Common Patterns for H5 and Native App Interaction
This article explains common H5‑to‑native app interaction patterns, detailing basic interfaces, one‑way and two‑way calls, implementation approaches, and the considerations for whether the H5 or the native side leads the integration, with code examples for Android and iOS.
In China the term “H5” is used to describe HTML5 pages that run inside a mobile application's WebView. The WebView (UIWebView/WKWebView on iOS, WebView on Android) provides a container where JavaScript can call native objects and native code can invoke JavaScript functions, enabling data exchange between the two environments.
The basic bridge consists of two objects: NativeBridge (injected by the native app) and JSBridge (exposed by the H5 page). Each object offers a single method – NativeBridge.callNative(action, params, whoCare) for JavaScript‑to‑native calls and JSBridge.callJS(action, params, whoAmI) for native‑to‑JavaScript calls. The action string identifies the operation, params carries a JSON payload, and the numeric flags indicate which side initiates or cares about the response.
One‑way calls from JavaScript to the app include actions such as loadUrl (open a new URL) and loadContent (navigate to a native screen). Example for Android: NativeBridge.addJavascriptInterface(new JsObject(), "injectedObject"); webView.loadUrl("javascript:alert(injectedObject.toString())"); On the reverse direction the app can query JavaScript with can_back to decide whether a back navigation needs user confirmation, returning a JSON like {"can":true,"target":"prev"} .

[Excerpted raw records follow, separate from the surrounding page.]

PR #4658, opened 2026-02-17
add(metrics): expose db pool flushes counter

mkleczek:
Emit a dedicated PoolFlushed observation when the DB pool is released during schema cache reload and expose it as `pgrst_db_pool_flushes_total`.

Stacked on top of https://github.com/PostgREST/postgrest/pull/4659 to make tests more readable

### DIFF
--- a/docs/references/observability.rst
+++ b/docs/references/observability.rst
@@ -177,6 +177,16 @@ pgrst_db_pool_timeouts_total
 
 The total number of pool connection timeouts.
 
+pgrst_db_pool_flushes_total
+~~~~~~~~~~~~~~~~~~~~~~~~~~~
+
+======== =======
+**Type** Counter
+======== =======
+
+The total number of times the pool was flushed.
+The pool is flushed after successful schema cache reload.
+
 pgrst_db_pool_available
 ~~~~~~~~~~~~~~~~~~~~~~~
 
--- a/src/PostgREST/AppState.hs
+++ b/src/PostgREST/AppState.hs
@@ -270,10 +270,14 @@ usePool AppState{stateObserver=observer, stateMainThreadId=mainThreadId, ..} ses
 
 -- | Flush the connection pool so that any future use of the pool will
 -- use connections freshly established after this call.
+-- | Emits PoolFlushed observation
 flushPool :: AppState -> IO ()
-flushPool AppState{..} = SQL.release statePool
+flushPool AppState{..} = do
+  SQL.release statePool
+  stateObserver PoolFlushed
 
 -- | Destroy the pool on shutdown.
+-- | Differs from flushPool in not emiting PoolFlushed observation.
 destroyPool :: AppState -> IO ()
 destroyPool AppState{..} = SQL.release statePool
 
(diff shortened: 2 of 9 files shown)


src/PostgREST/AppState.hs
```diff
@@ -271,7 +271,9 @@ usePool AppState{stateObserver=observer, stateMainThreadId=mainThreadId, ..} ses
 -- | Flush the connection pool so that any future use of the pool will
 -- use connections freshly established after this call.
 flushPool :: AppState -> IO ()
-flushPool AppState{..} = SQL.release statePool
+flushPool AppState{..} = do
+  SQL.release statePool
+  stateObserver PoolFlushed
```
steve-chavez, line 277: Should we also add this on 
https://github.com/PostgREST/postgrest/blob/c5d495006a0a9118273ec810e21f428fd0d22f5b/src/PostgREST/AppState.hs#L277-L278

We also discussed about merging both flushPool and destroyPool into a single function.

docs/references/observability.rst
```diff
@@ -177,6 +177,15 @@ pgrst_db_pool_timeouts_total
...
 The total number of pool connection timeouts.
 
+pgrst_db_pool_flushes_total
+~~~~~~~~~~~~~~~~~~~~~~~~~~~
+
+======== =======
+**Type** Counter
+======== =======
+
+The total number of times the pool was flushed.
```
steve-chavez, line 187: Maybe we should mention this means releasing all the connections in the pool, which always happens during schema cache load?

steve-chavez: >  which always happens during schema cache load?

Hm, actually I'm not sure if the above will be true once  https://github.com/PostgREST/postgrest/pull/4645 is merged

src/PostgREST/AppState.hs
mkleczek: > Should we also add this on
> 
> https://github.com/PostgREST/postgrest/blob/c5d495006a0a9118273ec810e21f428fd0d22f5b/src/PostgREST/AppState.hs#L277-L278
> 
> We also discussed about merging both flushPool and destroyPool into a single function.

@steve-chavez Are they really the same any more though? Do we want to generate observation during shutdown?

steve-chavez: > Are they really the same any more though? Do we want to generate observation during shutdown?

You're right. I think we should comment why they're both different functions.

mkleczek: Done

docs/references/observability.rst
mkleczek: > > which always happens during schema cache load?
> 
> Hm, actually I'm not sure if the above will be true once #4645 is merged

@steve-chavez Added a short sentence to the documentation.

steve-chavez:
One question, would this be generally useful? I mean besides for testing https://github.com/PostgREST/postgrest/pull/4645.

I haven't seen this metric on [OTel db metrics](https://opentelemetry.io/docs/specs/semconv/db/database-metrics/#connection-pools) although I have seen [numDestroys in some other place](https://techdocs.broadcom.com/us/en/ca-enterprise-software/it-operations-management/application-performance-management/10-8/using/apm-metrics/resource-metrics/connection-pool-metrics.html#concept.dita_0f49c8c82f677a75ca4e0542e5d0187a122d2abe_ConnectionPoolMetrics#concept.dita_0f49c8c82f677a75ca4e0542e5d0187a122d2abe_ConnectionPoolCountMetrics) (not sure if these are Prom metrics).

steve-chavez:
If not generally useful, maybe this metric can be private and not exposed to users? That way we can use it for tests only.

mkleczek:
> If not generally useful, maybe this metric can be private and not exposed to users? That way we can use it for tests only.

@steve-chavez I agree. There is no need for this metric, only observation.
Closing this PR and raising https://github.com/PostgREST/postgrest/pull/4668 instead.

Two‑way calls combine a request from JavaScript and a callback from the native side. Typical actions are loadComponent (show a native UI component) and displayNextButton (control a top‑right button). After the user selects a value, the native code calls back with set_location or save_form to deliver the result to JavaScript. Sample callback: JSBridge.callJS({action:'set_location',params:{value:'Beijing Chaoyang'},whoAmI:1});
The article also discusses which side should dominate the integration. An H5‑centric approach keeps most business logic in the WebView, allowing rapid updates without repackaging the native app, while a native‑centric approach embeds logic in the app, which can lead to version‑control challenges. The choice depends on project constraints and team preferences.
Overall, the guide provides a practical reference for implementing H5‑App communication, covering interface definitions, code examples for Android and iOS, and strategic considerations for hybrid mobile development.